Auch solle die umstrittene Immobiliensteuer für die Jahre 2015 und 2016 beibehalten werden, schreibt «Naftemboriki». Alleine diese soll jährlich 2,65 Milliarden Euro in die Staatskassen spülen. Athen sei zudem bereit, fast alle Frührenten abzuschaffen. Grundsätzlich solle niemand vor dem 67. Lebensjahr in Rente gehen können. Wer bereits 40 Jahre gearbeitet habe, solle ab 62 Jahren das Recht auf Ruhestand haben.

Abstimmung über Sparpaket ohne Fraktionszwang

Regierungschef Alexis Tsipras will am Donnerstagnachmittag die Spitzen der griechischen Parteien über den Inhalt des Sparmassnahmen-Papiers informieren, berichtete das Staatsradio. Der Regierungschef kann sich darauf verlassen, dass die Abgeordneten der wichtigsten Oppositionsparteien für das Spar- und Reformpaket stimmen werden. Damit wäre ihm die Mehrheit praktisch gesichert.

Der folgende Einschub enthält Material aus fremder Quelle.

PR #368, opened 2016-03-10
[Fernflower] Refactored IIdentifierRenamer to be more flexible.

ccarpenter04:
I went ahead and refactored the IIdentifierRenamer class and added some basic documentation to it. I also separated the default implementation of it into a separate class called DefaultIIdentifierRenamer and left the ConverterHelper class in place to store static methods that are useful and related to the renaming process. Classes with names differing only in case are also now renamed by default since you can't properly extract them on windows without them overwriting each other. In addition, I made it so that getNextClassName has a new argument of int accessFlags which I used to change the default class prefix from "class_" to "interface_", "enum_", and "annotation_" if appropriate. By doing that it's now easier to find what you're looking for at a glance.

### DIFF
--- a/plugins/java-decompiler/engine/readme.txt
+++ b/plugins/java-decompiler/engine/readme.txt
@@ -78,11 +78,13 @@ code leads to a great number of conflicts. Therefore it is advisable to let the 
 ensuring uniqueness of each identifier.
 
 Option 'ren' (i.e. -ren=1) activates renaming functionality. Default renaming strategy goes as follows:
-- rename an element if its name is a reserved word or is shorter than 3 characters
-- new names are built according to a simple pattern: (class|method|field)_<consecutive unique number>  
-You can overwrite this rules by providing your own implementation of the 4 key methods invoked by the decompiler while renaming. Simply 
+- rename a class member element if its name is shorter than 3 characters, is reserved in java as a keyword, or it starts with a digit.
+- rename a class if it meets the criteria for renaming a class member element, its simple name is a reserved word in the windows
+  namespace (case insensitive), or its name is equal to another class's name (case insensitive).
+- new names are built according to a simple pattern: (class|interface|annotation|enum|method|field)_<consecutive unique number>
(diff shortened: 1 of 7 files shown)


nicity:
Hi,
Thank you for your pull requests!
What about new tests and testing your changes?

ccarpenter04:
I tested it in a variety of situations on several large projects to verify it works correctly, however I'm not familiar with how you guys do unit testing because of the nature of the project.

I forgot to mention it before but I've signed the CLA previously and had several similar pull requests accepted. The difficulties that I see with unit testing something like this is that is has to do with renaming and the default renamer has rather defined guidelines that would make unit testing difficult.

ccarpenter04:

Um einen Bruch innerhalb seiner eigenen Fraktion zu verhindern, will Tsipras aber die Abgeordneten seines Linksbündnisses ohne Fraktionszwang nach ihrem Gewissen abstimmen lassen. Vertreter des linken Syriza-Flügels hatten zuvor angekündigt, in jeden Fall gegen ein neues Sparprogramm zu votieren. Insider erwarten bis zu 30 Abweichler.

Treffen der Euro-Finanzminister am Samstag, EU-Gipfel am Sonntag

Zur Besprechung der griechischen Vorschläge wollen sich die Finanzminister der Euro-Zone am Samstag um 15 Uhr treffen. Am Sonntagnachmittag wird es zudem ein weiteres europäisches Gipfeltreffen geben.

«Wir haben nur noch drei Tage bis zum nächsten Gipfel», sagte EU-Ratspräsident Donald Tusk in Luxemburg. Gemäss Sprecher von Tusk sollen zunächst um 16.00 Uhr die Staats- und Regierungschefs der 19 Euro-Länder zusammenkommen, um 18.00 Uhr dann in grösserer Runde alle 28 EU-Länder.